Ok

En poursuivant votre navigation sur ce site, vous acceptez l'utilisation de cookies. Ces derniers assurent le bon fonctionnement de nos services. En savoir plus.

15/11/2015

Vivre dans une guerre qui n'en est pas une

v_02-01-P_3.jpgDonc, la ritournelle tourne en boucle depuis vendredi : nous sommes en guerre. Ha ? Une guerre, il y a deux camps face à face, éventuellement des alliés ou des opposants. On peut utiliser beaucoup de moyens pour lutter : l'aviation, la marine, l'envoi de troupes au sol, le boycott commercial, le blocus alimentaire, les tensions financières. Est-ce que l'une de ces solutions aurait pu être utilisée contre les bourreaux de vendredi ? A l'évidence, non. 

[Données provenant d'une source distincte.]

PR #2844, opened 2021-11-01
MGMT-8090: Add state unbinding-requires-user-action

rollandf:
# Assisted Pull Request

## Description

Add host state unbinding-requires-user-action.

The host will move to this state if the user unbind the host from one of
the following state:
Cancelled, Installed, Error, AddedToExistingCluster.

- [x] New Feature
- [ ] Bug fix
- [ ] Tests
- [ ] Documentation
- [ ] CI/CD 

- [ ] Cloud
- [ ] None

## How was this code tested?

- [ ] dev-scripts environment
- [ ] No tests needed

## Assignees

/cc @yevgeny-shnaidman 
/cc @filanov 
/cc @avishayt 

## Checklist

## Reviewers Checklist


internal/host/statemachine.go
```diff
@@ -312,6 +312,24 @@ func NewHostStateMachine(sm stateswitch.StateMachine, th *transitionHandler) sta
 		PostTransition:   th.PostUnbindHost,
 	})
 
+	sm.AddTransition(stateswitch.TransitionRule{
```
avishayt, line 315: What about the transition from unbinding-pending-user-action to discovering-unbound?

rollandf: My thought is that the only transition out of this state is to re-register the host.
Then the old host instance will be deleted from the DB and the state machine will start from scratch.

WDYT?

yevgeny-shnaidman: The only time when the host is deleted from DB is when DeregisterHost is called. Upon any other re-registration , the host will exist in DB and we must make sure that there is a valid transition from its current state to a new one (discovering-unbound)

internal/host/statemachine.go
```diff
@@ -312,6 +312,24 @@ func NewHostStateMachine(sm stateswitch.StateMachine, th *transitionHandler) sta
...
+			stateswitch.State(models.HostStatusInstallingInProgress),
+			stateswitch.State(models.HostStatusInstallingPendingUserAction),
+			stateswitch.State(models.HostStatusResettingPendingUserAction),
+			stateswitch.State(models.HostStatusInstalled),
+			stateswitch.State(models.HostStatusResetting),
+			stateswitch.State(models.HostStatusAddedToExistingCluster),
+		},
+		DestinationState: stateswitch.State(models.HostStatusUnbindingPendingUserAction),
+		PostTransition:   th.PostUnbindHost,
+	})
```
yevgeny-shnaidman, line 331: Since the host will continue sending state updates, you must make sure that it always stays in UnbindPedningUserAction, unless it has reregistered.  You can use Noop transactions (see in the statemachine.go file). 
Also, you must add transition from UnbindPedningUserAction to Discovering-Unbound in case node is rebooted with ISO

internal/host/statemachine.go
rollandf: So, the host is not deleted, need to handle the transition

internal/host/statemachine.go
rollandf: Done

internal/host/transition_test.go
```diff
@@ -1463,62 +1463,72 @@ var _ = Describe("Unbind", func() {
...
 			name:      "disconnected to unbinding",
 			srcState:  models.HostStatusDisconnected,
+			dstState:  models.HostStatusUnbinding,
 			success:   true,
 			sendEvent: true,
 		},
 		{
 			name:      "discovering to unbinding",
 			srcState:  models.HostStatusDiscovering,
+			dstState:  models.HostStatusUnbinding,
```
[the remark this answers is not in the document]
rollandf: @yevgeny-shnaidman WDYT?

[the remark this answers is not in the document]
yevgeny-shnaidman: currently host always becomes unbinding, and when the nodes will reconnect it will move to discovering-unbound. Maybe we need to fix it, but it needs to be done in a different PR, since we need to move it to a different transaction

PR #2861, opened 2021-11-02
MGMT-9259: Enhance the schedulable masters feature

mmartinv:
## Description

The current implementation of the schedulable masters feature allows to enable the scheduling of workloads in the control plane. However, it's not possible to disable the scheduling of workloads explicitly. Additionally, the current API always returns  the value of the 'schedulable_masters' property saved in the database at cluster creation time (defaults to "false" if omitted). However the UI needs the API to return the default correct value depending on the number of hosts in the cluster.

The proposed changes allow to effectively disable the scheduling of workloads on control plane and returns the expected default values for each platform in case the 'schedulable_masters' property was not actively set at cluster creation time. 

- [x] New Feature
- [ ] Bug fix
- [ ] Tests
- [ ] Documentation
- [ ] CI/CD 

- [ ] Cloud
- [x] None

## How was this code tested?

- [ ] dev-scripts environment
- [ ] No tests needed

## Assignees

/cc @filanov 
/cc @avishayt 

## Checklist

## Reviewers Checklist

### DIFF
--- a/internal/bminventory/inventory.go
+++ b/internal/bminventory/inventory.go
@@ -293,9 +293,6 @@ func (b *bareMetalInventory) setDefaultRegisterClusterParams(_ context.Context, 
 	if params.NewClusterParams.Hyperthreading == nil {
 		params.NewClusterParams.Hyperthreading = swag.String(models.ClusterHyperthreadingAll)
 	}
-	if params.NewClusterParams.SchedulableMasters == nil {
-		params.NewClusterParams.SchedulableMasters = swag.Bool(false)
-	}
 	if params.NewClusterParams.Platform == nil {
 		params.NewClusterParams.Platform = &models.Platform{
 			Type: common.PlatformTypePtr(models.PlatformTypeBaremetal),
@@ -309,6 +306,9 @@ func (b *bareMetalInventory) setDefaultRegisterClusterParams(_ context.Context, 
 			EnableOn: swag.String(models.DiskEncryptionEnableOnNone),
 			Mode:     swag.String(models.DiskEncryptionModeTpmv2),
 		}
+	}
+	if params.NewClusterParams.UseSchedulingDefaults == nil {
+		params.NewClusterParams.UseSchedulingDefaults = swag.Bool(true)
 	}
 
 	return params
@@ -463,6 +463,7 @@ func (b *bareMetalInventory) RegisterClusterInternal(
 			HighAvailabilityMode:  params.NewClusterParams.HighAvailabilityMode,
 			Hyperthreading:        swag.StringValue(params.NewClusterParams.Hyperthreading),
 			SchedulableMasters:    params.NewClusterParams.SchedulableMasters,
+			UseSchedulingDefaults: params.NewClusterParams.UseSchedulingDefaults,
 			Platform:              params.NewClusterParams.Platform,
 			ClusterNetworks:       params.NewClusterParams.ClusterNetworks,
 			ServiceNetworks:       params.NewClusterParams.ServiceNetworks,
@@ -473,6 +474,18 @@ func (b *bareMetalInventory) RegisterClusterInternal(
 		KubeKeyName:             kubeKey.Name,
 		KubeKeyNamespace:        kubeKey.Namespace,
 		TriggerMonitorTimestamp: time.Now(),
+	}
+
+	if cluster.SchedulableMasters != nil {
+		cluster.UseSchedulingDefaults = swag.Bool(false)
+	}
+	if swag.BoolValue(cluster.UseSchedulingDefaults) {
+		var schedulableMasters bool
+		schedulableMasters, err = b.providerRegistry.GetActualSchedulableMasters(&cluster)
+		if err != nil {
+			return nil, common.NewApiError(http.StatusInternalServerError, err)
+		}
+		cluster.SchedulableMasters = swag.Bool(schedulableMasters)
 	}
 
 	pullSecret := swag.StringValue(params.NewClusterParams.PullSecret)
@@ -1934,10 +1947,28 @@ func (b *bareMetalInventory) updateClusterData(_ context.Context, cluster *commo
 			return common.NewApiError(http.StatusBadRequest, errors.Errorf(msg))
 		}
 	}
+
+	if params.ClusterUpdateParams.UseSchedulingDefaults != nil {
+		useSchedulingDefaults := swag.BoolValue(params.ClusterUpdateParams.UseSchedulingDefaults)
+		updates["use_scheduling_defaults"] = useSchedulingDefaults
+		if useSchedulingDefaults {
+			var schedulableMasters bool
+			schedulableMasters, err = b.providerRegistry.GetActualSchedulableMasters(cluster)
+			if err != nil {
+				msg := fmt.Sprintf("Can't update 'use_scheduling_defaults' to '%t' for cluster %s", useSchedulingDefaults, cluster.ID)
+				log.Error(msg)
+				return common.NewApiError(http.StatusInternalServerError, errors.Errorf(msg))
+			}
+			updates["schedulable_masters"] = schedulableMasters
+			b.setUsage(false, usage.SchedulableMasters, nil, usages)
+		}
+	}
+
 	if params.ClusterUpdateParams.SchedulableMasters != nil {
-		value := swag.BoolValue(params.ClusterUpdateParams.SchedulableMasters)
-		updates["schedulable_masters"] = value
-		b.setUsage(value, usage.SchedulableMasters, nil, usages)
+		schedulableMasters := swag.BoolValue(params.ClusterUpdateParams.SchedulableMasters)
+		updates["schedulable_masters"] = schedulableMasters
+		updates["use_scheduling_defaults"] = false
+		b.setUsage(true, usage.SchedulableMasters, nil, usages)
 	}
 
 	if params.ClusterUpdateParams.DiskEncryption != nil {
@@ -4627,12 +4658,38 @@ func (b *bareMetalInventory) BindHostInternal(ctx context.Context, params instal
 		return nil, common.NewApiError(http.StatusInternalServerError, err)
 	}
 
+	if err = b.refreshSchedulableMasters(ctx, cluster); err != nil {
+		log.WithError(err).Errorf("Failed to refresh schedulable_masters while binding host <%s> to cluster <%s>",
+			params.HostID, *params.BindHostParams.ClusterID)
+		return nil, common.NewApiError(http.StatusInternalServerError, err)
+	}
+
 	host, err = common.GetHostFromDB(b.db, params.InfraEnvID.String(), params.HostID.String())
 	if err != nil {
 		return nil, common.NewApiError(http.StatusInternalServerError, err)
 	}
 
 	return host, nil
+}
+
+func (b *bareMetalInventory) refreshSchedulableMasters(ctx context.Context, cluster *common.Cluster) error {
+	if swag.BoolValue(cluster.UseSchedulingDefaults) {
+		schedulableMasters, err := b.providerRegistry.GetActualSchedulableMasters(cluster)
+		if err != nil {
+			return errors.Errorf("Failed get actual schedulable masters for cluster %s", cluster.ID)
+		}
+		clusterUpdateParams := installer.V2UpdateClusterParams{
+			ClusterID: *cluster.ID,
+			ClusterUpdateParams: &models.V2ClusterUpdateParams{
+				SchedulableMasters: swag.Bool(schedulableMasters),
+			},
+		}
+		_, err = b.UpdateClusterNonInteractive(ctx, clusterUpdateParams)
+		if err != nil {
+			return errors.Errorf("Failed to refresh schedulable_masters on cluster %s", cluster.ID)
+		}
+	}
+	return nil
 }
 
 func (b *bareMetalInventory) UnbindHostInternal(ctx context.Context, params installer.UnbindHostParams) (*common.Host, error) {
@@ -4646,6 +4703,11 @@ func (b *bareMetalInventory) UnbindHostInternal(ctx context.Context, params inst
 	}
 	if host.ClusterID == nil {
 		return nil, common.NewApiError(http.StatusConflict, errors.Errorf("Host %s is already unbound", params.HostID))
+	}
+
+	cluster, err := common.GetClusterFromDB(b.db, *host.ClusterID, common.SkipEagerLoading)
+	if err != nil {
+		return nil, common.NewApiError(http.StatusInternalServerError, errors.Errorf("Failed to find cluster %s", host.ClusterID))
 	}
 
 	infraEnv, err := common.GetInfraEnvFromDB(b.db, params.InfraEnvID)
@@ -4664,6 +4726,12 @@ func (b *bareMetalInventory) UnbindHostInternal(ctx context.Context, params inst
 
 	if _, err = b.refreshClusterStatus(ctx, host.ClusterID, b.db); err != nil {
 		log.WithError(err).Warnf("Failed to refresh cluster after unbind of host <%s>", params.HostID)
+	}
+
+	if err = b.refreshSchedulableMasters(ctx, cluster); err != nil {
+		log.WithError(err).Errorf("Failed to refresh schedulable_masters while unbinding host <%s> from cluster <%s>",
+			params.HostID, *host.ClusterID)
+		return nil, common.NewApiError(http.StatusInternalServerError, err)
 	}
 
 	host, err = common.GetHostFromDB(b.db, params.InfraEnvID.String(), params.HostID.String())
--- a/internal/bminventory/inventory_test.go
+++ b/internal/bminventory/inventory_test.go
@@ -125,11 +125,13 @@ func mockClusterRegisterSteps() {
 	mockVersions.EXPECT().GetReleaseImage(gomock.Any(), gomock.Any()).Return(common.TestDefaultConfig.ReleaseImage, nil).Times(1)
 	mockOperatorManager.EXPECT().GetSupportedOperatorsByType(models.OperatorTypeBuiltin).Return([]*models.MonitoredOperator{&common.TestDefaultConfig.MonitoredOperator}).Times(1)
 	mockProviderRegistry.EXPECT().SetPlatformUsages(gomock.Any(), gomock.Any(), gomock.Any(), gomock.Any()).Return(nil)
+	mockProviderRegistry.EXPECT().GetActualSchedulableMasters(gomock.Any()).AnyTimes()
 }
 
 func mockClusterRegisterSuccess(withEvents bool) {
 	mockClusterRegisterSteps()
 	mockMetric.EXPECT().ClusterRegistered(common.TestDefaultConfig.ReleaseVersion, gomock.Any(), gomock.Any()).Times(1)
+	mockProviderRegistry.EXPECT().GetActualSchedulableMasters(gomock.Any()).AnyTimes()
 
 	if withEvents {
 		mockEvents.EXPECT().SendClusterEvent(gomock.Any(), eventstest.NewEventMatcher(
@@ -158,6 +160,13 @@ func mockInfraEnvUpdateSuccess() {
 	mockIgnitionBuilder.EXPECT().FormatDiscoveryIgnitionFile(gomock.Any(), gomock.Any(), gomock.Any(), gomock.Any(), gomock.Any()).Return(discovery_ignition_3_1, nil).Times(1)
 	mockEvents.EXPECT().SendInfraEnvEvent(gomock.Any(), eventstest.NewEventMatcher(
 		eventstest.WithNameMatcher(eventgen.ImageInfoUpdatedEventName))).AnyTimes()
+}
+
+func mockInfraEnvUpdateSuccessNoImageGeneration() {
+	mockS3Client.EXPECT().UpdateObjectTimestamp(gomock.Any(), gomock.Any()).Return(true, nil).Times(1)
+	mockS3Client.EXPECT().GetObjectSizeBytes(gomock.Any(), gomock.Any()).Return(int64(100), nil).Times(1)
+	mockProviderRegistry.EXPECT().GetActualSchedulableMasters(gomock.Any()).AnyTimes()
+>>>>>>> d2145df4 (MGMT-8089: Reimplement the schedulable masters feature)
 }
 
 func mockInfraEnvDeRegisterSuccess() {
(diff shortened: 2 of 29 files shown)


filanov:
@avishayt @rollandf @danielerez please help with the review

internal/provider/baremetal/inventory.go
```diff
@@ -13,10 +17,54 @@ func (p *baremetalProvider) CleanPlatformValuesFromDBUpdates(_ map[string]interf
...
+// property in case it was actively set through the API. Otherwise it returns
+// the expected default value depending on the number of hosts in the cluster.
+func (p *baremetalProvider) GetActualSchedulableMasters(cluster *common.Cluster) (bool, error) {
+	if cluster == nil {
+		return false, errors.New("unexpected 'nil' cluster")
+	}
+	if cluster.SchedulableMasters != nil {
+		return *cluster.SchedulableMasters, nil
+	}
+	if common.CountActiveHosts(cluster) < 5 {
```
danielerez, line 30: * try using cluster.ReadyHostCount.
* probably worth extracting '5' to a const and explain that restriction in scheduling.

internal/common/common.go
```diff
@@ -320,3 +316,16 @@ func VerifyCaBundle(pemCerts []byte) error {
 	}
 	return nil
 }
+
+// CountActiveHosts returns the number of non-disabled hosts for a given cluster
+func CountActiveHosts(cluster *Cluster) int {
```
danielerez, line 321: try using cluster.ReadyHostCount instead. it should already contain this value.

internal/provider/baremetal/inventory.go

S'il y a une guerre, c'est uniquement contre Daech et ses 2 millions de $ de gains quotidiens, son armée grossissante, sa volonté d'embrigader. Ca oui. Mais sur le sol français, il n'y a pas de guerre. Or on sent dans la fracture qui point, une volonté de guerre et donc de guerre civile. Les solutions proposées en ce sens sont d'ailleurs tristement démagogiques : que ferions nous d'un Guantanamo à la française ? A quoi sert de réhabiliter la peine de mort ou la déchéance de la nationalité face à des kamikazes ? Bien sûr, il faut des changements face aux menaces qui pointent, mais pas d'effet d'annonces... Que va t'on avoir, là ? Un renforcement des caméras de surveillance ? Bloquer des sites et encombrer la justice qui est plus engorgée que jamais ? La France est au niveau de la Moldavie ou en Croatie en termes de budget du ministère de la justice... Toutes les lois post attentats réduisent les libertés individuelles, mais ne nous apportent pas plus de sécurité... L'autre choix est de s'asseoir sur le judiciaire et de faire de l'arbitraire en arrêtant tout ceux qui nous paraissent dangereux. Ca a l'air stupide, mais cela a déjà été proposé par l'ineffable Wauquiez. Si on apporte pas une réponse humaine et de moyens, cette approche à la Minority Report où l'on inculpe par anticipation, sera sortie du domaine de la fiction...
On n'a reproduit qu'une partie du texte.